**Exercise instructions**
Find the line with "[mongodb-client] Avoid to" in the entries below. Repeat it, every following line, and the line with "Some are due", exactly and with nothing added.

>>

PR #3213, opened 2019-07-12
Prevent custom profile from being applied during tests execution

### LINKED ISSUE #3146: Document that running the test suite under a custom test profile is done via
Background info https://groups.google.com/forum/?utm_medium=email&utm_source=footer#!msg/quarkus-dev/NFpDtpRVZ7Y/3G7WmRMJDAAJ

We want to maintain an intuitive experience around using profile configuration:

1. `mvn clean install package -Dquarkus.profile=foo` should build the jar or native image with the `foo` profile but still use the `test` profile when running test

In other words, the profile passed to maven as arguments will not be propagated to the tests, only to the build process. Not doing so leads to confusing experiences and harder to write test suites. This is the current behavior AFAIK.

However, it is useful in some situations to have custom test profiles for example to ensure (part of) the test suite runs for different databases.

To achieve that, we will use the build tool native mechanism (Maven surefire configuration via maven profile, and the equivalent Gradle way). A user would write a surefire config driven by a custom Maven profile that will

1. set the user specific test specificities (maybe even filter the test suite)
2. pass as input parameter to surefire the Quarkus custom (test) profile expected.

We need documentation showing people how to do this.

### LINKED ISSUE #3149: Building with custom profile should run tests with the test profile by default
`mvn install -Dquarkus.profile=foo` should run tests under the `test` profile and build the jar / native executable under the `foo` profile.
See https://github.com/quarkusio/quarkus/issues/3146

gwenneg:
Fixes #3149

I think this PR fixes the issue expressed in #3149 but this code might need to change to fix #3146. Let's discuss that in the #3146 issue.

### DIFF
--- a/core/runtime/src/main/java/io/quarkus/runtime/configuration/ProfileManager.java
+++ b/core/runtime/src/main/java/io/quarkus/runtime/configuration/ProfileManager.java
@@ -33,22 +33,26 @@ public class ProfileManager {
     }
 
     public static String getActiveProfile() {
+        if (launchMode == LaunchMode.TEST) {
+            return launchMode.getDefaultProfile();
+        }
+
         String profile = System.getProperty(QUARKUS_PROFILE_PROP);
         if (profile != null) {
             return profile;
         }
+
         profile = System.getProperty(BACKWARD_COMPATIBLE_QUARKUS_PROFILE_PROP);
         if (profile != null) {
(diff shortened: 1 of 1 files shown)


gsmet (approved):

gsmet:
Let's merge this one and build on it. Thanks!

PR #3229, opened 2019-07-15
[mongodb-client] Avoid to fail the tests when the database cannot be stopped

loicmathieu:
There is some intermitent failures with the mongodb-client extension tests.

Some are due to the inhability to stop the launched database (I have it multiple times).

As the Database is stopped at the end of the test and the build pipeline uses containers, it's safe to ignore those errors as we cannot do anything about it anyway and the next pipeline will start with a fresh container.


aloubyansky (approved):
Thanks!

PR #3216, opened 2019-07-13
fixes #3215 CORS bug when preflight request is made to REST resource

cristhiank:
Please review if this approach is right to allow CORS preflight request pass through the Filter chain.

see #3215

PR #3230, opened 2019-07-15
Avoid using deprecated VertxOptions methods

rsvoboda:
Avoid using deprecated VertxOptions methods


aloubyansky:
Same failure as in #3216

aloubyansky (approved):
Looks good. Thanks!

PR #3236, opened 2019-07-15
Do not rely on initialization of log manager via property in native image

dmlloyd:
Required for correct operation under Java 11


dmlloyd:
Hang on, it's still racy.  V2 coming

dmlloyd:
OK better version pushed!

aloubyansky:
I'm not familiar with this, it looks like this is about not giving a choice of alternative impl, forcing our own one, is that correct?

dmlloyd:
Correct.  We've never offered a choice of alternative implementation, but the difference is that under Java 11 with native images there's some odd class initialization race condition that causes a problem with the old approach.  This approach solves the race completely by avoiding the racy code.

aloubyansky (approved):
Thanks!

PR #3242, opened 2019-07-16
Update to smallrye_jwt_1.1_2.0.1

sberyozkin:
It supports the file based key assets, avoids NPE for claims whose array values may contain null as well as does a correct mapping from a `scope` to `groups` claim when required.


gsmet (approved):
Let's wait for CI but it's a minor update so it looks good to go once CI is OK.

PR #5856, opened 2019-11-29
Fix exception mapper when root path is set

stuartwdouglas:


extensions/resteasy/runtime/src/main/java/io/quarkus/resteasy/runtime/NotFoundExceptionMapper.java
```diff
@@ -255,6 +260,17 @@ private Response respond(List<ResourceDescription> descriptions) {
...
 
+    private String adjustRoot(String basePath) {
+        if (httpRoot.equals("/")) {
+            //leave it alone
+            return basePath;
+        }
+        if (basePath.startsWith("/")) {
+            return httpRoot + basePath;
+        }
+        return httpRoot.substring(1) + "/" + basePath;
```
gsmet: I might be missing something obvious but why the substring in this very particular case?

stuartwdouglas: It's not obvious, for this case the template already has a '/' as it is expecting a non-slash prefixed path. As the httpRoot starts with '/' we need to remove it.

gsmet:
@machi1990 could you check that one with a few examples and report back?

Thanks!

machi1990:
> @machi1990 could you check that one with a few examples and report back?
> 
> Thanks!

Hey @gsmet 

I tried this one and  did not see any major issue other than when the root path ends with a slash, we end up with two consecutive slashes after concatenating the root path and base path e.g `/root-path/` and `base-path/` reads to `/root-path//base-path`. Likewise for the generated swagger.

machi1990 (approved):
LGTM.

<<

**Written response**
[mongodb-client] Avoid to fail the tests when the database cannot be stopped

loicmathieu:
There is some intermitent failures with the mongodb-client extension tests.

Some are due to the inhability to stop the launched database (I have it multiple times).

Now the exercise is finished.